→ What you are asked to do: Write out the line that contains "JoshuaLai: Moved these" and every line after it through the end of the entries, exactly as given and with no other lines.

→ Material provided:
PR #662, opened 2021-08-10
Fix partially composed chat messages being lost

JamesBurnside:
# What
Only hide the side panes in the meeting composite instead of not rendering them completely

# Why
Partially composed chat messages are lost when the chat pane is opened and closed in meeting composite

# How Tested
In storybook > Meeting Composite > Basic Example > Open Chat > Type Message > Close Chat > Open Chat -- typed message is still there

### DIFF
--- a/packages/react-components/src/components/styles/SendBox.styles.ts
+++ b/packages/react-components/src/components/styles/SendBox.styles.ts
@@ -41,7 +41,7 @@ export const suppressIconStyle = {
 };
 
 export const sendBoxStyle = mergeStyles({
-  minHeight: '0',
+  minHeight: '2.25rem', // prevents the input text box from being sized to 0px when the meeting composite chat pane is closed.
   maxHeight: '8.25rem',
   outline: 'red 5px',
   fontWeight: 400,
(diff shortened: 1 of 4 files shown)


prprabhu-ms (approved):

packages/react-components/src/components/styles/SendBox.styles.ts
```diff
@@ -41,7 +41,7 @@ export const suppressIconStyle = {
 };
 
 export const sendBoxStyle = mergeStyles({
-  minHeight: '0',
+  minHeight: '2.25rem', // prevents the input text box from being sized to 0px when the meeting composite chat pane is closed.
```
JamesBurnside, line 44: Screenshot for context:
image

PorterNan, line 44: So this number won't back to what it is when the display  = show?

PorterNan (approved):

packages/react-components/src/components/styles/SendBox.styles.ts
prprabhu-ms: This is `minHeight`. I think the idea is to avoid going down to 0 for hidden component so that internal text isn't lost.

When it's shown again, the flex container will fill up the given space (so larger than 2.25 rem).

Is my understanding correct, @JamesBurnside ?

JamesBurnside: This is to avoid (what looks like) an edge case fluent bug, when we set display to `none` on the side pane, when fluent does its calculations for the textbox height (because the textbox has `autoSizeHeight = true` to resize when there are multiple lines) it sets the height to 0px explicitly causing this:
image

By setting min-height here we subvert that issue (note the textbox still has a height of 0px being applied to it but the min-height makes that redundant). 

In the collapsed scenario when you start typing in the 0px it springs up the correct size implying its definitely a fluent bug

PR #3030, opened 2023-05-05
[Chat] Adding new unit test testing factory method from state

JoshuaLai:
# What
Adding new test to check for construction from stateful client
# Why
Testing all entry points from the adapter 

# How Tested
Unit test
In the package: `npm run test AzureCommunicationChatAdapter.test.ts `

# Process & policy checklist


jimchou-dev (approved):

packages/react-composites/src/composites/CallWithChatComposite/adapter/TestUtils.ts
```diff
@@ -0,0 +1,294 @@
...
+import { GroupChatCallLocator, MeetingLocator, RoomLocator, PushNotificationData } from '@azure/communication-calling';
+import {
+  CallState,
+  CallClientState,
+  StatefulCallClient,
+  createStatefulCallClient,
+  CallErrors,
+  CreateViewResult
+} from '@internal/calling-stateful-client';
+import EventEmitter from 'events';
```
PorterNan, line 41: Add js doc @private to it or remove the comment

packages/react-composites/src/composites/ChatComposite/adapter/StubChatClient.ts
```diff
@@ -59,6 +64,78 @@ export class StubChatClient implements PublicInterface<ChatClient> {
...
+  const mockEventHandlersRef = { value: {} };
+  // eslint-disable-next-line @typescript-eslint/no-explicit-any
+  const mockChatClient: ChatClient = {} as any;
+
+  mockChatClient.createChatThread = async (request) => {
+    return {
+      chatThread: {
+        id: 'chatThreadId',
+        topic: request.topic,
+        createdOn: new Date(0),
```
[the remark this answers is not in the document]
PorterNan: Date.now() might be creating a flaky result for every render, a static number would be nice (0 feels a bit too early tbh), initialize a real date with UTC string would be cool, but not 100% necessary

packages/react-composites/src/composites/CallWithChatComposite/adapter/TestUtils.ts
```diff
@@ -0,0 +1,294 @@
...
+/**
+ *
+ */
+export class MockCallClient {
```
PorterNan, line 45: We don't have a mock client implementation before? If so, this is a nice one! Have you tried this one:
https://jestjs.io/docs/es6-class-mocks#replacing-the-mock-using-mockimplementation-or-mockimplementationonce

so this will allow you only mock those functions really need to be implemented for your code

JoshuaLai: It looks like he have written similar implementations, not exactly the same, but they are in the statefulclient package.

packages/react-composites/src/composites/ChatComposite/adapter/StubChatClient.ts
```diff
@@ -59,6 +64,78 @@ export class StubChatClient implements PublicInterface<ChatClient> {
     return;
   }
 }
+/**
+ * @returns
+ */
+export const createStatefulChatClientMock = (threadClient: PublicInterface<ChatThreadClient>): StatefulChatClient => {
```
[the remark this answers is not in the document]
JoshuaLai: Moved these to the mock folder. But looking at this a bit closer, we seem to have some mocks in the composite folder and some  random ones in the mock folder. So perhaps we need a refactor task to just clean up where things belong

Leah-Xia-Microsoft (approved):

→ Task response:
JoshuaLai: Moved these to the mock folder. But looking at this a bit closer, we seem to have some mocks in the composite folder and some  random ones in the mock folder. So perhaps we need a refactor task to just clean up where things belong

Leah-Xia-Microsoft (approved):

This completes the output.